This website auto-translated Bach masterpieces – and it’s both tragic and wonderful

27 August 2019, 17:06 | Updated: 27 August 2019, 17:12

Bach translation
Bach translation. Picture: Intermezzo

By Kyle Macdonald

The Art of the Escape? These Baroque mistranslations are as illuminating as they are hilarious.

The Intermezzoclassics website has a very helpful list of major compositions by Baroque titan, Johann Sebastian Bach.

However, a few errors and intrigues in the translation process lead to some incorrect creative titling of some of his most famous works.

We don’t know the full story of how this list came to be, but it’s pretty clear that the text has been though an AI translator at some point (like Google Translate).

On first glance, the erroneous titles look like an epic editorial fail. The well-seasoned clove, anyone?

Bach from Intermezzoclassics
Bach from Intermezzoclassics. Picture: intermezzoclassics.com

But in a way it's rather great

An AI translator crunching words, might come up with the wrong titles, but it does illuminate the origins of some of our musical titles and terms.

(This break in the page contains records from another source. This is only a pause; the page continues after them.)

PR #9168, opened 2024-07-31
Option to use and kill process group in prefork

LSerranoPEReN:

## Description

I have a project where I launch background subprocesses during `worker_process_init` signal and kill them during `worker_process_shutdown`. Sometimes, `worker_process_init`  takes more time than allowed by `worker_proc_alive_timeout`, and the problematic worker process is then killed by celery.
The background subprocesses are not killed when this happens, only the main worker process.

This PR adds a new option to create a new process group when starting a prefork pool process, and use `kill_pg` when killing processes that exceed the deadline. This at least solve my use case, but **please let me know if this is a good idea or not.**

Still missing ATM:
- [ ] Handle windows case (no support for `kill_pg`)
- [ ] Add some tests (maybe hard to test properly)

### MWE
You can change `worker_proc_use_process_group` to `False` to see that fork are not killed by default.
Also, you need to send a hello task, because `worker_proc_alive_timeout` it's not enforced the first time.
(I don't know if it's a bug or not).

```python
from celery import Celery, signals
from time import sleep
import os
import sys

class Config:
    worker_proc_alive_timeout=1.5
    worker_max_tasks_per_child=1
    worker_proc_use_process_group=True

app = Celery('hello', broker='redis://localhost')
app.config_from_object(Config())

@signals.worker_process_init.connect()
def init_worker_process(**kwargs):
    pid = os.fork()
    if pid == 0:
        for i in range(5):
            sleep(1)
            print(i)
        sys.exit(0)
    sleep(2)

@app.task
def hello():
    return 'hello world'
```

### DIFF
--- a/celery/app/defaults.py
+++ b/celery/app/defaults.py
@@ -341,6 +341,7 @@ NAMESPACES = Namespace(
         pool_putlocks=Option(True, type='bool'),
         pool_restarts=Option(False, type='bool'),
         proc_alive_timeout=Option(4.0, type='float'),
+        proc_use_process_group=Option(False, type='bool'),
         prefetch_multiplier=Option(4, type='int'),
         eta_task_limit=Option(None, type='int'),
         enable_prefetch_count_reduction=Option(True, type='bool'),
--- a/celery/concurrency/asynpool.py
+++ b/celery/concurrency/asynpool.py
@@ -425,7 +425,7 @@ class AsynPool(_pool.Pool):
 
     def __init__(self, processes=None, synack=False,
                  sched_strategy=None, proc_alive_timeout=None,
-                 *args, **kwargs):
+                 proc_use_process_group=None, *args, **kwargs):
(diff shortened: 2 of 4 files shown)


Nusnus (changes requested):
Hey there, thank you for the PR.

I see you have 2 unchecked items for the PR, so I will change it to draft to properly communicate the current state. Please return it to ready for review once the items are done.

That being said, we also need proper tests please.
- Unit tests will cover the code coverage part.
- Integration tests - add if reasonable.
- Smoke tests - Simulates a production-like environment using the new [pytest-celery v1.x.x](https://docs.celeryq.dev/projects/pytest-celery/en/latest/) so it should be possible to test even shutdowns and killing processes.

auvipy (changes requested):
we can ignore windows support and focus on some unit and integration tests, which shows this features are actually working

PR #9023, opened 2024-05-14
Add support for Pydantic model validation/serialization (fixes #8751)

mathiasertl:
Allow validation of arguments using Pydantic, as well as result serialization. This PR would fix (IMHO) #8751.

With this PR, you can pass `pydantic=True` to a task decorator. If set, any argument type hinted as a Pydantic model will be validated (note: this means data validation *and* loading into the model class Pydantic speak) to that model, and any result matching a return type annotation will automatically be converted to a dict (using `model_dump()`).

With this feature, tasks look a lot more like FastAPI endpoints, where query arguments, request and response bodies are validated/serialized using Pydantic. The advantage is of course automatic data validation and safer typing. mypy will catch type hinting errors, and IDEs auto-complete values in the models.

PR #9171, opened 2024-08-03
update python versions and docker compose

mathiasertl:
Update Python versions in `CONTRIBUTING.rst`, and use `docker compose` instead of `docker-compose`. This originally comes from #9023 .


Nusnus (approved):
🔥

PR #388, opened 2022-03-11
Move call to adapter to service

petterwildhagen:


ahmedoabdi (approved):
Nice work, looks good.

PR #394, opened 2022-03-14
Fixed create case bug

petterwildhagen:


fredrikleknes (approved):
Looks good! Exactly the same solution as me and Tord came up with

PR #405, opened 2022-03-15
Added functional date field for DG4

DanielBohme:
Still some bugs with submitting new date, but adding PR as DG4 date is mapped to case.DG4.

Current bugs:
1. When changing date, first change is undefined, second change is defined but uses input on first change. So date always lags behind on change. Needs to be fixed at some point.
2. When changing date, date isn't updated on field after change. This is due to value retrieving case.DG4 date on load currently. Also needs to be fixed at some point.


petterwildhagen (approved):
Looks good!

PR #409, opened 2022-03-16
Added dropdowns for linking assets

taustad:
Removed buttons for adding and linking assets
Added dropdowns for linking assets


frontend/src/Utils/CreateAsset.ts
```diff
@@ -0,0 +1,92 @@
+import { Project } from "../models/Project"
```
petterwildhagen, line 1: Avoid adding code to add assets / data in utilities folder. 
Do not create default assets with dummy data.

frontend/src/Utils/CreateAsset.ts
```diff
@@ -0,0 +1,92 @@
...
+import { GetDrainageStrategyService } from "../Services/DrainageStrategyService"
+import { GetExplorationService } from "../Services/ExplorationService"
+import { GetSubstructureService } from "../Services/SubstructureService"
+import { GetSurfService } from "../Services/SurfService"
+import { GetTopsideService } from "../Services/TopsideService"
+import { GetTransportService } from "../Services/TransportService"
+import { GetWellProjectService } from "../Services/WellProjectService"
+
+export const CreateAsset = async (assetType: string, caseId: string, projectId: string) => {
```
petterwildhagen, line 10: When clicking Create Asset, the user is navigated to a new window where the asset is created.

petterwildhagen (changes requested):
The implementation of the linking work but discuss with @ManveerPandher who removed 'links' from the case domain model
image

Do a bit less in the PR. Do not create the assets. Delete all code associated with that.

petterwildhagen (approved):
Looks good!

PR #412, opened 2022-03-17
Feature/385 create asset list in case view

ManveerPandher:
What has been done within this PR:
- Duplicated DrainageStrategyView, and created the 6 other assets: "ExplorationView", "SurfView", "SubstructureView", "SurfView", WellProjectView" and "TransportView"
- DTO's has been created for the assets, so the Project.ts datamodel now also correctly parse / map their related asset-data. 

Why this has to be done:
- The views may be used in other Views in order to be populated and display data from their representative asset models


frontend/src/Views/TopsideView.tsx
```diff
@@ -0,0 +1,183 @@
...
+    }
+
+    const saveDataImport = () => {
+        // TODO CODE TO SAVE DATA HERE
+        setDataIsChanged(false)
+    }
+
+    return (
+        <Wrapper>
+            <ImportButton onClick={openImportView}>Import...</ImportButton>
```
petterwildhagen, line 163: Delete import button. Data for time series is entered by pasting in array and specifying a start year in a separate field

petterwildhagen (changes requested):
Delete all Import ... of tables since the time series will be entered as arrays for each time series individually.

petterwildhagen (approved):
Looks good!

PR #415, opened 2022-03-17
Create excel export to STEA

petterwildhagen:
PR introduces export of export to STEA.
Can be tested in swagger where excel file can be downloaded

### DIFF
--- a/backend/api/Controllers/STEAController.cs
+++ b/backend/api/Controllers/STEAController.cs
@@ -1,13 +1,12 @@
 
-
-using api.Adapters;
 using api.Dtos;
-using api.Models;
+using api.Excel;
 using api.Services;
+
+using ClosedXML.Excel;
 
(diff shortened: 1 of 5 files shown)


backend/api/Controllers/STEAController.cs
```diff
@@ -1,13 +1,13 @@
...
-using api.Models;
+using api.Excel;
 using api.Services;
 
+using ClosedXML.Excel;
+
 using Microsoft.AspNetCore.Authorization;
 using Microsoft.AspNetCore.Mvc;
 
+
```
eiriksanderfjeld, line 10: Remove whitespace /line breaks

eiriksanderfjeld (approved):

backend/api/Controllers/STEAController.cs
petterwildhagen: Fikser det  i neste PR.

PR #425, opened 2022-03-22
Edit changed to textarea, avoid refresh

fredrikleknes:
When editing description you can now add linebreaks to text and they are kept on save. Site will not refresh on save anymore


petterwildhagen (approved):
Looks good! 
Don't forget to squash before merge.

PR #431, opened 2022-03-24
Surfassetview

ahmedoabdi:
- Added create/update logic on Surf Asset
- Added "Surf" title typography
- Added input field "name" on the asset
- Modified backend to make it possible to send in Surf without cost profile
- Save/submit of Surf should now only be possible if a name is set, and not during import of time series on the cost profile
- Added create button on remaining asset


ahmedoabdi:
- Added create/update logic on Surf Asset
- Added "Surf" title typography
- Added input field "name" on the asset
- Modified backend to make it possible to send in Surf without cost profile
- Save/submit of Surf should now only be possible if a name is set, and not during import of time series on cost profile

eiriksanderfjeld:
Mangler oppdatert av frontend/src/models/types.d.ts

petterwildhagen (approved):
Looks good!!!

PR #432, opened 2022-03-24
Add check for autogenerated models

eiriksanderfjeld:


fredrikleknes (approved):
Look good!
We might need to update the types file again since it was generated previous to the latest commits. But that's fine

PR #443, opened 2022-03-28
Added save button for DG4

DanielBohme:
Switched updateCase (saving) to save button rather than auto save on input. Fixes issue with user getting thrown out of manual input due to updates for every input.


petterwildhagen (approved):
Looks good!!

For example, Bach's The Art of Fugue is translated as the rather wonderful movie-sounding 'The Art of Escape'. The contrapuntal form of a 'fugue' was originally named after the Latin fuga, which means to flee or chase (think fugitive), giving rise to the error in translation. In a fugue a leading solo theme is followed by other interweaving lines, chasing each-other across the page. Cool huh?

It's the same situation for Fantasy and Escape in D minor.

Oratorios are extended musical forms of choruses, arias and orchestral interludes, and get their name from storytelling and devotional act of 'Oratory' – hence another translation mix-up.

Concerts in Brandenburg is a somewhat less-glamours name for the famous concertos. The Goldbergs get through unscathed, though.

Others are a bit more puzzling...

Quite how the 24 preludes and fugues of the Well-Tempered Claiver became 'The Well-Seasoned Clove' is quite the mystery. Clove is Clavo in Spanish, which might begin to explain things. However, this giddy translation has clearly been sitting in the hot Spanish sun for too long.